### DATA SHOWN
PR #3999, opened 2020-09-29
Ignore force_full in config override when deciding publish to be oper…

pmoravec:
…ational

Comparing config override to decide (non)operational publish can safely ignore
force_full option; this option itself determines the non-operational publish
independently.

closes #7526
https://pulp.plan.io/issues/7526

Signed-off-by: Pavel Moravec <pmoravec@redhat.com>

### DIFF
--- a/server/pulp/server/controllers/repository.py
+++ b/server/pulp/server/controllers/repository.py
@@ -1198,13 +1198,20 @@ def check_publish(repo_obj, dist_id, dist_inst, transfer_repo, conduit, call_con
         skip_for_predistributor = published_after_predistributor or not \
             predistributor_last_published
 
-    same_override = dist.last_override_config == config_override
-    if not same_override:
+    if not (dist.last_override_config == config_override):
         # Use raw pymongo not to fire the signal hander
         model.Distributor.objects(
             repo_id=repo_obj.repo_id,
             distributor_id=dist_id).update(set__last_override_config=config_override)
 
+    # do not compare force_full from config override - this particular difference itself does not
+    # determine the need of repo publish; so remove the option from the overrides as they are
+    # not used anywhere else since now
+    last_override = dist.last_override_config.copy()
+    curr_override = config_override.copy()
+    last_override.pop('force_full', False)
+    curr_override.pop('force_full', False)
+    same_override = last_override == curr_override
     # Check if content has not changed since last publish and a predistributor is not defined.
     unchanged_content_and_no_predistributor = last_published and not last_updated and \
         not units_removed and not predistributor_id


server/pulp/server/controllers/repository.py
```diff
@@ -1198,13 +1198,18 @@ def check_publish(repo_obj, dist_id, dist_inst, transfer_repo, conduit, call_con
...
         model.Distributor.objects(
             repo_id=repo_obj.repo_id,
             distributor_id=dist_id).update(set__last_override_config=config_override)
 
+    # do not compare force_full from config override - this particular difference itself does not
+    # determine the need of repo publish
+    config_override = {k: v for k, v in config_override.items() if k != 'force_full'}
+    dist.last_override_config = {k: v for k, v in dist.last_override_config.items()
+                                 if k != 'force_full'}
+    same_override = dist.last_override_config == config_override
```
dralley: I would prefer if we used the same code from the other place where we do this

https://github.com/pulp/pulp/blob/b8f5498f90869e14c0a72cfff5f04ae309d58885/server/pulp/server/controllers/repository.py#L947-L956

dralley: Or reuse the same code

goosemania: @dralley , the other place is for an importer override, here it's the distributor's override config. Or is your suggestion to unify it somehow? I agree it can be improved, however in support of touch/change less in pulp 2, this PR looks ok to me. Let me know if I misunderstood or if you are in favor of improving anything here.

### ABOUT THIS EXERCISE
In the listing above, find the line with "# Use raw pymongo" and the line with "not units_removed and". Output those two lines and every line between them, exactly as written.

### WRITTEN RESPONSE
         # Use raw pymongo not to fire the signal hander
         model.Distributor.objects(
             repo_id=repo_obj.repo_id,
             distributor_id=dist_id).update(set__last_override_config=config_override)
 
+    # do not compare force_full from config override - this particular difference itself does not
+    # determine the need of repo publish; so remove the option from the overrides as they are
+    # not used anywhere else since now
+    last_override = dist.last_override_config.copy()
+    curr_override = config_override.copy()
+    last_override.pop('force_full', False)
+    curr_override.pop('force_full', False)
+    same_override = last_override == curr_override
     # Check if content has not changed since last publish and a predistributor is not defined.
     unchanged_content_and_no_predistributor = last_published and not last_updated and \
         not units_removed and not predistributor_id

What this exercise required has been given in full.